__WHAT IS BEING ASKED__
Locate each line with the string "hswopeams" in the listing below and copy it.

*** RECORDS SUPPLIED ***

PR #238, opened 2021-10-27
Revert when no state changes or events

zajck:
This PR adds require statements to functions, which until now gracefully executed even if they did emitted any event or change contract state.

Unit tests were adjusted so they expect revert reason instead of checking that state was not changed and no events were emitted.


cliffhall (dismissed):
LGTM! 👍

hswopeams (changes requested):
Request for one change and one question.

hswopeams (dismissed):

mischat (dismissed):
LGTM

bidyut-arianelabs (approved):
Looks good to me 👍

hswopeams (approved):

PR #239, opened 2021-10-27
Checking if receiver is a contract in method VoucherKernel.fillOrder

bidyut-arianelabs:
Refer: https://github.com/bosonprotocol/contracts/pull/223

*** End of RECORDS SUPPLIED ***
*** RECORDS SUPPLIED ***

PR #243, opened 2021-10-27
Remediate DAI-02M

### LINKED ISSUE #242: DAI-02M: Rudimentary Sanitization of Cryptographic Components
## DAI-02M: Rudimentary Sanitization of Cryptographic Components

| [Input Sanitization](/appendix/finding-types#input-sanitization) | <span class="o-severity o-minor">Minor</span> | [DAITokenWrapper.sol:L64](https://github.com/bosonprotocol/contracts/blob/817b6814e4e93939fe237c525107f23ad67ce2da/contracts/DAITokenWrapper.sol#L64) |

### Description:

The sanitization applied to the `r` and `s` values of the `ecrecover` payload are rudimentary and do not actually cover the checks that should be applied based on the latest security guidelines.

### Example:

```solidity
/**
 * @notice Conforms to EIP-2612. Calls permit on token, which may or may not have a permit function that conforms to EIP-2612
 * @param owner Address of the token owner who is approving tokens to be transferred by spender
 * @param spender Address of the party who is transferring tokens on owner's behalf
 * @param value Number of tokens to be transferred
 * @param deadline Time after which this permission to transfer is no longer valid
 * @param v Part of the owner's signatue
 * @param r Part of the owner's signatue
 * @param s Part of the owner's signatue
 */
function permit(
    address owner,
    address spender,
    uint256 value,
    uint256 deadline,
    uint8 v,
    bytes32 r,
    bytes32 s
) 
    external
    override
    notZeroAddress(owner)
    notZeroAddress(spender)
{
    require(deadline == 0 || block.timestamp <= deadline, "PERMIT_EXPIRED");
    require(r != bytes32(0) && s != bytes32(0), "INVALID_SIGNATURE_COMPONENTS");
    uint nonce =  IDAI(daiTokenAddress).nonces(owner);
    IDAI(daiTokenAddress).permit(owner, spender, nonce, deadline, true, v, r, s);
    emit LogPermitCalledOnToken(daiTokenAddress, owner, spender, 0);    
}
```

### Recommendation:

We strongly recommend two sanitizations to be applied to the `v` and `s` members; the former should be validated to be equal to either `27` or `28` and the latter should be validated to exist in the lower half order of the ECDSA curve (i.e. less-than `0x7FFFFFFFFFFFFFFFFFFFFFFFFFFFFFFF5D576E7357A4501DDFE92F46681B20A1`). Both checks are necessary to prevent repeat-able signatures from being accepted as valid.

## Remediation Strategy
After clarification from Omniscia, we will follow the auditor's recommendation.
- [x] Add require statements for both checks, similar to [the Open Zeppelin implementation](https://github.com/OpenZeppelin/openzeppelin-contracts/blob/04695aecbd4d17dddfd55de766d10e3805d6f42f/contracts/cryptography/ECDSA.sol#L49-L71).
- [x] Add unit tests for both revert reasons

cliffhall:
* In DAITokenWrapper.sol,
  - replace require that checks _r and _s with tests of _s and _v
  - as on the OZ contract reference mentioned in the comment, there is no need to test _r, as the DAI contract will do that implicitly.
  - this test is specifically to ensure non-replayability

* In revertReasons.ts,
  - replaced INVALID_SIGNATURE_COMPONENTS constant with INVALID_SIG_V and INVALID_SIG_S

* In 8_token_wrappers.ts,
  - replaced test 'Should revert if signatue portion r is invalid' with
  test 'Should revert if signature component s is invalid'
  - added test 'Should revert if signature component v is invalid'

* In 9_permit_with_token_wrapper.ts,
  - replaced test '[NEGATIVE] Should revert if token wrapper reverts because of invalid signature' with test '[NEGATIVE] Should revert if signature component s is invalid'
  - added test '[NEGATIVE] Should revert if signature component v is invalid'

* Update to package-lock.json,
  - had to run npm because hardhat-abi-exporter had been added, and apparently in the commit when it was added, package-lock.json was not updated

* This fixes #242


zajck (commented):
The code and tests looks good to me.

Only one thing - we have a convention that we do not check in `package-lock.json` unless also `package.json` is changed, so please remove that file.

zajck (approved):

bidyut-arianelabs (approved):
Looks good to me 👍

*** End of RECORDS SUPPLIED ***
*** RECORDS SUPPLIED ***

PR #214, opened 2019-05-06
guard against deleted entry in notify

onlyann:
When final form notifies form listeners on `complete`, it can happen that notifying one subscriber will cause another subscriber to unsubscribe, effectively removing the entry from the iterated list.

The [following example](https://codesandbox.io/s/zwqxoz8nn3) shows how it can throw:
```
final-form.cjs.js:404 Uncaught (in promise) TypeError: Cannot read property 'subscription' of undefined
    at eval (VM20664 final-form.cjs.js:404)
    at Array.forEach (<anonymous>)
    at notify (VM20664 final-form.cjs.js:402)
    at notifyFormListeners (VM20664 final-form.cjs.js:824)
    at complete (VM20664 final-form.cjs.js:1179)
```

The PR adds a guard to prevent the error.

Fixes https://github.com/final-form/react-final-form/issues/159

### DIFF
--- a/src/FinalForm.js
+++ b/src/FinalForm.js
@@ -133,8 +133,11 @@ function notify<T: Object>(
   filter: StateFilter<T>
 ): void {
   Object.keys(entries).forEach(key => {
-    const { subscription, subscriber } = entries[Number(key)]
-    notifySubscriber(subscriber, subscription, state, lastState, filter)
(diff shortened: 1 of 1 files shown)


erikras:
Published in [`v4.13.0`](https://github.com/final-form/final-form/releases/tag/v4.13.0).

*** End of RECORDS SUPPLIED ***

__EXERCISE RESULT__
hswopeams (changes requested):
hswopeams (dismissed):
hswopeams (approved):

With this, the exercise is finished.